59. ШпионыЕсли бы парижанин не страдал тем врожденным легкомыслием, в котором его упрекают, он сделался бы легкомысленным преднамеренно. На улице он всегда окружен шпионами. Как только два гражданина начинают разговаривать друг с другом на ухо, к ним тотчас же подходит третий и вертится вокруг, чтобы подслушать, что они говорят. Полицейские шпионы – это те же любопытные, с тою только разницей, что каждый из них имеет особые мундиры, которые меняет ежедневно; ничто не может сравниться по быстроте с этими удивительными превращениями.
Тот, кто утром был при шпаге, вечером облачается в рясу. Он является то в образе длинноволосого приказного, то в образе уличного забияки со шпагой на бедре, а на следующий день, вертя в руках тросточку с золотым набалдашником, будет изображать из себя финансиста, всецело занятого деловыми расчетами. Самые странные перевоплощения ему ровно ничего не стоят. В один и тот же день он и кавалер ордена Сен-Луи{94}, и парикмахерский подмастерье, настоятель какого-нибудь монастыря, с тонзурой на голове, и поваренок. Он появляется то на пышном балу, то в самом смрадном кабаке. Сегодня у него на пальце бриллиантовое кольцо, завтра на голове грязный парик. Он меняет физиономию почти так же ловко, как и платье, и по этой части мог бы дать добрый совет Превилю{95}. Полицейский шпион все видит, все слышит, всюду поспевает; не знаю, как только он может обегать в один день все шестнадцать парижских кварталов! Иногда он сидит в углу какой-нибудь кофейни и производит впечатление неповоротливого, скучающего, унылого гражданина, задремавшего в ожидании ужина; в действительности же он все уже успел увидеть и услышать. В другой раз он является в роли оратора, первый вносит смелое предложение, вызывает на откровенность, истолковывает по-своему само ваше молчание, и, независимо от того, скажете ли вы что-нибудь или нет, он уже знает, что́ вы думаете о том или другом предмете.
Таково орудие, которым пользуются в Париже для выкачивания секретов; а оно оказывает на действия министров больше влияния, чем какие бы то ни было соображения политического порядка.
Шпионаж порвал все узы доверия и дружбы; теперь в разговоре затрагиваются только самые пустяшные вопросы, и правительство, так сказать, диктует гражданам тему, которую они будут развивать вечером в кофейнях и клубах.

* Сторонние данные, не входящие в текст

Issue #2427, opened 2018-05-27
Show transport encryption fingerprints


ypid:
When using Qubes OS, or just being someone who takes security seriously, you never want to be required to have to trust the network. One uses encryption to ensure this. To be able to detect MITM, you need to verify authenticity of X.509 certificates and SSH host keys. OPNsense could help make this more easy for admins. As I setup a test system now, was able to never need to trust the network during setup. This is what I did:

1. Install using direct console access.
2. Configure network and login on console.
3. Manually print the X.509 SHA256 fingerprint for verification when first connecting to the web interface via HTTPS.
3.1. `vi /conf/config.xml`
3.2. Search `<crt>` and yank the body of the tag.
3.3. Open a new file in ~~vim~~ vi and save the body there, example `/tmp/cert.b64`.
3.4. base64 decode the certificate: `b64decode -r /tmp/cert.b64 > /tmp/cert.pem`.
3.5. Use OpenSSL to show the fingerprint: `openssl x509 -in /tmp/cert.pem -noout -fingerprint -sha256`
4. Connect to the web interface and verify the fingerprint.
5. Initial setup, new hostname. New internal CA and server certificate.
5.1. In `/system_certmanager.php` the "show certificate info" is useful to show the certificate before activating it. The issue is that it only shows the `-text` but at that point you can download the `.pem` and do the `openssl x509 -in ${cert_pem} -noout -fingerprint -sha256` locally.
5.2. Activate the new certificate with correct DNS name and verify the new fingerprint.
6. Activate SSH via web interface, setup SSH public key.
6.1. Login to console directly again to show the SSH host key fingerprint with: `ssh-keygen -l -f /conf/sshd/ssh_host_ecdsa_key.pub`
6.2. Compare on initial ssh connection attempt.

Concluding from that, the following improvements could be made to make this easier:

- [ ] Introduce a new option in `src/sbin/opnsense-shell` to show all fingerprints of X.509 certificates and SSH host keys (3 algos by default as of 18.1.6). This would ideally be implemented as a PHP script so that the `config_read_array` function can be used. PR: ~~https://github.com/opnsense/core/pull/2476~~, https://github.com/opnsense/core/pull/2481
- [ ] Include output of `openssl x509 -in -noout -fingerprint -sha256` in `src/www/system_certmanager.php`. PR: https://github.com/opnsense/core/pull/2475

I could implement and test this if it sounds good to you?

[...]

PR #2475, opened 2018-06-22
Add `openssl x509 -fingerprint -sha256` to "Show certificate info"

ypid:
Nice thing is that `openssl x509` respects the order of supplied arguments. It was chosen to print the one line of fingerprint above of the X509 text dump. `-sha256` is needed because OpenSSL 1.0.2k-freebsd 26 Jan 2017 seems to default to SHA1 currently.

Example of the first line:

```
SHA256 Fingerprint=F0:E6:EB:31:E8:87:AF:52:16:4E:84:05:3B:6C:03:2C:C1:DF:5A:E7:36:F4:32:44:3B:B5:57:63:97:45:C3:77
```

URL path of the GUI page involved: /system_certmanager.php

### DIFF
--- a/src/www/system_certmanager.php
+++ b/src/www/system_certmanager.php
@@ -209,7 +209,7 @@ if ($_SERVER['REQUEST_METHOD'] === 'GET') {
     } elseif ($act == "info") {
       if (isset($id)) {
           // use openssl to dump cert in readable format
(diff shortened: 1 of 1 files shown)


fichtner:
Merged, thanks!

ypid:
You are welcome, thanks!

Если хотят скрыть чью-нибудь смерть, то, сказав на ухо: Он умер, прибавляют: Об этом не говорят впредь до нового распоряжения.

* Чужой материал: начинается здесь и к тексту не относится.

PR #2476, opened 2018-06-22
Add "Show host fingerprints" shell option: SSH host keys, X.509 cert

ypid:
Example output:

```
Enter an option: 14


Fingerprints of this host follow. Please compare them when connecting to this host to prevent MITM attacks.

Fingerprints of SSH host keys:
256 SHA256:fcMIAgT/vZR/TWP0j8AFROTNnudkU1tP9sRhbsIa8vM root@OPNsense.localdomain (ECDSA)
256 SHA256:lDenOc5wy2WU0e6sSz2hR9nEFnMqx5c3u1F/pHxgJlY root@OPNsense.localdomain (ED25519)
2048 SHA256:dsw9srlQHL0hPJlEdR9rL769N30BTZgXG9gXbdZGOkU root@OPNsense.localdomain (RSA)

Fingerprints of HTTPS X.509 certificate:
SHA256 Fingerprint=F0:E6:EB:31:E8:87:AF:52:16:4E:84:05:3B:6C:03:2C:C1:DF:5A:E7:36:F4:32:44:3B:B5:57:63:97:45:C3:77
SHA1 Fingerprint=2A:DE:8C:09:90:9E:76:6B:01:4D:05:7B:81:22:7E:B6:B6:0F:1A:86
```

Previously (#2427) I suggested to extract the X.509 certificate from the xml config but the difficult part for me who is not so familiar with the implementation of OPNsense is to find the certificate which is actually used by the local web server. I found that `/var/etc/cert.pem` is used in the configuration of the local web server and assume that this is the easier way to implement this in the expectation that the file name does not change without being also changed in this script and that the file exists. If it does not exist, OpenSSL would complain with a useful error message.

Tested on: OPNsense 18.1.10-amd64 (and forward ported it to master)
Alternative implementation to: https://github.com/opnsense/core/issues/2427

### DIFF
--- a/src/opnsense/scripts/shell/fingerprints.php
+++ b/src/opnsense/scripts/shell/fingerprints.php
@@ -1,0 +1,41 @@
+#!/usr/local/bin/php
+<?php
+
+/*
+ * Copyright (C) 2018 Robin Schneider <ypid@riseup.net>
+ * All rights reserved.
+ *
+ * Redistribution and use in source and binary forms, with or without
+ * modification, are permitted provided that the following conditions are met:
+ *
+ * 1. Redistributions of source code must retain the above copyright notice,
+ *    this list of conditions and the following disclaimer.
+ *
+ * 2. Redistributions in binary form must reproduce the above copyright
+ *    notice, this list of conditions and the following disclaimer in the
+ *    documentation and/or other materials provided with the distribution.
+ *
+ * THIS SOFTWARE IS PROVIDED ``AS IS'' AND ANY EXPRESS OR IMPLIED WARRANTIES,
+ * INCLUDING, BUT NOT LIMITED TO, THE IMPLIED WARRANTIES OF MERCHANTABILITY
+ * AND FITNESS FOR A PARTICULAR PURPOSE ARE DISCLAIMED. IN NO EVENT SHALL THE
+ * AUTHOR BE LIABLE FOR ANY DIRECT, INDIRECT, INCIDENTAL, SPECIAL, EXEMPLARY,
+ * OR CONSEQUENTIAL DAMAGES (INCLUDING, BUT NOT LIMITED TO, PROCUREMENT OF
+ * SUBSTITUTE GOODS OR SERVICES; LOSS OF USE, DATA, OR PROFITS; OR BUSINESS
+ * INTERRUPTION) HOWEVER CAUSED AND ON ANY THEORY OF LIABILITY, WHETHER IN
+ * CONTRACT, STRICT LIABILITY, OR TORT (INCLUDING NEGLIGENCE OR OTHERWISE)
+ * ARISING IN ANY WAY OUT OF THE USE OF THIS SOFTWARE, EVEN IF ADVISED OF THE
+ * POSSIBILITY OF SUCH DAMAGE.
+ */
+
+echo "\nFingerprints of this host follow. Please compare them when connecting to this host to prevent MITM attacks.\n";
+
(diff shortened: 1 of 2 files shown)


fabianfrz:
@fichtner I think this fits better into the ssh banner since it would be shown before the user is logging into the system. That way, anyone could connect via SSH to see the certificates without login.

fichtner:
Yes, I concur. Good idea. The output should be short and precise, ideally one line per fingerprint and no additional blank lines.

We could use a separate script, but I’m unsure about the option 14) and the reformatting of the whole block. Not a lot of people will use this even though they should and all the available scripts in there now have large impact on reconfiguration of the system, but this does not.

ypid:
> Not a lot of people will use this even though they should

I like the idea to make the fingerprints easily visable also for that reason you mentioned. Maybe people will think about it "Why are those fingerprints shown there? They must be there for some reason …" :)

> I think this fits better into the ssh banner since it would be shown before the user is logging into the system. That way, anyone could connect via SSH to see the certificates without login.

With ssh banner I would associate this:

```
# cat /etc/motd
----------------------------------------------
|      Hello, this is OPNsense 18.1          |         @@@@@@@@@@@@@@@
|                                            |        @@@@         @@@@
| Website:      https://opnsense.org/        |         @@@\\\   ///@@@
| Handbook:     https://docs.opnsense.org/   |       ))))))))   ((((((((
| Forums:       https://forum.opnsense.org/  |         @@@///   \\\@@@
| Lists:        https://lists.opnsense.org/  |        @@@@         @@@@
| Code:         https://github.com/opnsense  |         @@@@@@@@@@@@@@@
----------------------------------------------
```

The issue here is that this is only shown after the login. When "/system_advanced_admin.php" -> "Password protect the console menu" is enabled in OPNsense, that is not shown before login.

The only thing that is shown is the summary of interfaces. The fingerprints could be cut down to 4 lines (3 ssh, 1 X.509) and shown after the interfaces. I implemented this in https://github.com/opnsense/core/pull/2481 which is alternative to this PR.

ypid:
> As an SSH banner, I understand something like the one is running on my server. In case of OPNsense it may include the fingerprints.

The ssh `Banner` option is not used by OPNsense but it could be. `/etc/motd` and `/usr/local/etc/rc.initial` are shown post ssh authentication. In either case, only the X.509 certificate fingerprint makes sense because at that point, we are already post ssh host key checking so SSH can handle host key updates itself.

fichtner:
SSH fingerprints are still useful in those cases even post login to ensure the fingerprints are correct after they changed (e.g. factory reset). It’s probably also time to fix the banner post login, but never found a good way to show a banner without showing it twice after console login but maybe it doesn’t matter that much anyway.

fichtner:
PS: messing with motd is possible, but I wouldn’t make it a priority as it does not block progress in any way.

fabianfrz:
@fichtner SSH can disable the motd to prevent showing it twice.

fabianfrz:
@ypid there is a difference. You have not authenticated at this step and you may detect a proxy because it does not rewrite the banner.

fichtner:
Hmm, I am unsure. The MOTD is not for administration purposes... we can't always show the banner because some accounts won't use it / have no use for it so this would be primarily a console thing for root anyway or when those SSH accounts log in as root either directly, or su or sudo (console menu).

fichtner:
@ypid shall we close this then?

ypid:
Works for me. Thanks for the discussion and merging the alternative PR!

Народ потерял всякое представление о гражданской и политической власти, и если что и может потешить среди всей этой плачевной невежественности, так это слова одного придурковатого буржуа, который вообразил, что Версаль и Париж должны предписывать законы и давать тон всей Европе, а следовательно и всему миру! Самые невежественные, закоренелые предрассудки все еще не могут испариться из старых голов парижан, преисполненных неисправимой глупости. Народ, который ничего другого, кроме Газет де-Франс{96}, не читает, естественно думает только по ее указке.